Karzai? He Hasn’t Put Out an Album in Years

“Krusty the Klown?  That takes me back.  Didn’t he die in a grease fire?” – Jay Leno
“No, he’s alive.” – Bart Simpson

Even by the sometimes grimly humorous standards of the print edition of The New York Times, Monday’s A section contained a doozy of a juxtaposition.  On the left side of the page was a story about an internal Afghan government investigation into the collapse of the Kabul Bank.  Hundreds of millions of dollars were given out in unsecured and even undocumented loans to Hamid Karzai’s brother and a number of other well connected individuals.  The investigating commission, appointed by Hamid Karzai, officially absolved his brother and his fellow travelers of stealing the money that they plainly stole.  Inset to that story was a two column version of the Times’ appreciatively hollow “Names of the Dead”, blandly noting the deaths of ten more Americans.

Alone that would’ve been just morbidly ironic, but the humor of this dark comedy came on the right side of the page, where there was a large ad for Macy’s.  The photo was a handsome and prosperous looking twenty-something, dressed in a very fashionable suit and looking like he’s having the time of his life.  And why was this fit, healthy, draft age young man sporting those natty threads?  Memorial Day sale.

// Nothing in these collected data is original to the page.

PR #868, opened 2022-11-24
Adding global .clang-format from Khronos

GOOG-sergiu:
I am currently in the process of writing a new sample (PR going up soon) and realised there's no unified code style for this repository?

@ggfan suggested to use this .clang-format from Khronos for the whole repository.
https://github.com/KhronosGroup/Vulkan-Samples/blob/master/.clang-format

I sort of wouldn't want to format all the samples and get my name plastered over all of them, but I think going forward there's a need to have a unified style and we can enforce this one for all new samples? Thoughts? 

I can be persuaded to change all of them, but I think the official maintainers for the samples are better placed to do the changes for their respective samples, if we want to update all of them?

Maybe the advertising layout people never talk to the news layout people.  Maybe someone at the Times is pissed off at someone at Macy’s (or their ad agency).  Maybe no one noticed, or if they did, didn’t care.  And why should they?  Macy’s paid for their notice, and, in a different fashion, the soldiers paid for theirs.  Both of them have to go in the paper, and if you end up advertising a Memorial Day sale on men’s clothing right next to the names of men who will never wear a suit again because of a corrupt and dead end war, so what?

The great bulk of the American people have long since relegated the Afghan War to the pile of old news.  It’s a near certainty that sometime before the next presidential election there will be a minor on-line media flap when some poll shows that a large fraction of Americans (O/U 1/3) think the Afghan War is over already.  The hyper connected bloggers and journalists will rush to their keyboards to decry this latest piece of ignorance from their fellow citizens, but this may be one of the rare instances where the ignorant have a better grasp of things than the informed.

While the plugged in debate counterinsurgency wisdom, discuss the merits of training Afghan security forces, and all the other absurdist props necessary to sustain the fiction that the war is a national priority, the rest of the country has moved on.  After all, we already have a pretty good idea of how it’s going to wind down.  We’ll hang around until domestic opposition in America becomes too strong to resist, then we’ll gingerly withdraw and hope whatever delicate government we leave in place can last a decent enough interval to let us get distracted by other events.

Neither the money we’re spending nor the people getting killed and injured are costly enough to break through that assumption.  A few hundred more bodies and billions just isn’t enough to matter in a country this big and this rich, which is why, as far as most facets of American life are concerned, the Afghan War is over.  It’s grown too stale for the comedy programs, neither political party wants to talk about it, and even the news doesn’t have much to go on: a roadside bomb here, an airstrike gone astray there.  These days an exciting development is when there’s some new unpronounceable valley or province that’s been deemed the key to victory, but good luck remembering it this time next month.

Here in the second year of this still young decade, the Afghan War is being treated like just another embarrassing artifact from those star crossed Naughts.  We’re as tired of it as we are of Coldplay, the Pirates of the Caribbean franchise, and Tyler Perry in drag.  Karzai will get up and bleat about civilian casualties, but he needs us far more than we need him, and both of us know it.  And when we do finally find a way to slip out, you can count on the fact that minimizing American embarrassment will be of the utmost importance.  No one likes to be seen as being behind the times, and the Afghan War is long out of fashion.